The authors also discuss the effect of economic growth on regional inequality, a subject of national and international concern today. Wages had been diverging for seventy years or so: the gap by the 1840s may have been, as they suggest, at its widest, but further economic growth has not closed it.

This book raises two general questions for social historians. One is whether other Blue Books are capable of a similar treatment. There is a great amount of 19th-century Parliamentary paper concerned with two major areas of concern: urban housing and the condition of agriculture and agricultural labour. Some of these reports may be systematic enough to yield to analysis, at least for a region, and give us further detailed pictures of working-class life at various dates.

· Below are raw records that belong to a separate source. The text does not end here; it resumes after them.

PR #1890, opened 2026-06-08
Configure `KorroGenerateTask` to run after test tasks

AndreiKingsley:
Korro must run after test, since tests generate korro outputs.
Now generated source should be correct!

### DIFF
--- a/samples/build.gradle.kts
+++ b/samples/build.gradle.kts
@@ -75,9 +75,9 @@ dependencies {
     testImplementation(libs.hikaricp)
 }
 
-// Tests create
+// Running tests creates korro output lines!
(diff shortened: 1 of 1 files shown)


samples/build.gradle.kts
```diff
@@ -74,6 +75,11 @@ dependencies {
     testImplementation(libs.hikaricp)
 }
 
+// Tests create
+tasks.withType<KorroGenerateTask>().configureEach {
+    mustRunAfter(tasks.test)
```
Jolanrensen: I think we should use "dependsOn". Otherwise it's still possible to run korro without running the tests.

Jolanrensen (changes requested):

Jolanrensen (approved):

PR #1896, opened 2026-06-12
Added a method for handling extension property exceptions

AndreiKingsley:
Helps #1742.

This method should be used in the extension property generation logic inside the Compiler Plugin.

### DIFF
--- a/core/src/main/kotlin/org/jetbrains/kotlinx/dataframe/exceptions/extensionPropertyException.kt
+++ b/core/src/main/kotlin/org/jetbrains/kotlinx/dataframe/exceptions/extensionPropertyException.kt
@@ -21,13 +21,13 @@ private const val TROUBLESHOOTING_LINK =
 public fun handleExtensionPropertyException(e: Exception, columnName: String) {
     val msg = when (e) {
         is IllegalArgumentException ->
-            "Column not found exception in the generated DataFrame extension property '$columnName': ${e.localizedMessage}. See $$TROUBLESHOOTING_LINK for more information."
+            "Column not found exception in the generated DataFrame extension property '$columnName': ${e.localizedMessage}. See $TROUBLESHOOTING_LINK for more information."
 
         is ClassCastException ->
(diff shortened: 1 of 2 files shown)


AndreiKingsley:
@Jolanrensen @koperagen  should we mark such method (that shouldn't be used by a regular user but should be `public`) with some annotation?

koperagen (approved):

core/src/main/kotlin/org/jetbrains/kotlinx/dataframe/exceptions/extensionPropertyException.kt
```diff
@@ -0,0 +1,33 @@
...
+ * 3) else -> unexpected exception.
+ *
+ * @param [e] any [Exception] caught inside `catch(e: Exception)`.
+ * @param [columnName] rendered column name used in the resulting exception message.
+ * @throws [IllegalStateException] with a custom message depends on type of [e] and contating [e] as cause.
+ */
+public fun handleExtensionPropertyException(e: Exception, columnName: String) {
+    val msg = when (e) {
+        is IllegalArgumentException ->
+            "Column not found exception in the generated DataFrame extension property '$columnName': ${e.localizedMessage}. See $$TROUBLESHOOTING_LINK for more information."
```
Jolanrensen: check the `$` signs again ;P

Jolanrensen:
@AndreiKingsley hmm, we have `@RequiredByIntellijPlugin`, but that is only used for public functions too. For the compiler plugin we usually just have obscure public functions.

I'm not sure whether we already tried something like:
- `internal` with suppressing all warnings (but we know how that can break stuff now)
- Deprecated HIDDEN and suppressing warnings?
- OptIn required?

core/src/main/kotlin/org/jetbrains/kotlinx/dataframe/exceptions/extensionPropertyException.kt
AndreiKingsley: Thanks!

AndreiKingsley:
Ok, let's then first finalize the standard approach; for now, I’ll just add this without any annotation.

It would be particularly valuable if some such study could be made which would set out both rural and urban life in the late 19th century, when a more complicated infrastructure of welfare had been built up, to compare with the 1840s.

The other question is whether this book will make the impact which is its due on English historiography. Far too often, significant work on Scottish history is ignored by those who work on similar topics for England. This insularity may be justified in early periods where Scottish archives cannot yield the same riches as English, but for the 19th century not only has Scotland better recording in certain aspects of life but also the small size of the country enables topics to be grasped in their full complexity. The differences between the laws and institutions of the two countries itself turns the Scottish experience into a useful alternative sample and gives a means of evaluation which historians should be ready to grasp.

I suspect that this book will not receive the attention that is due to it as a pioneer study with a new technique – a demonstration of the way to combine mechanisation of material with humane understanding. I would like to be proved wrong.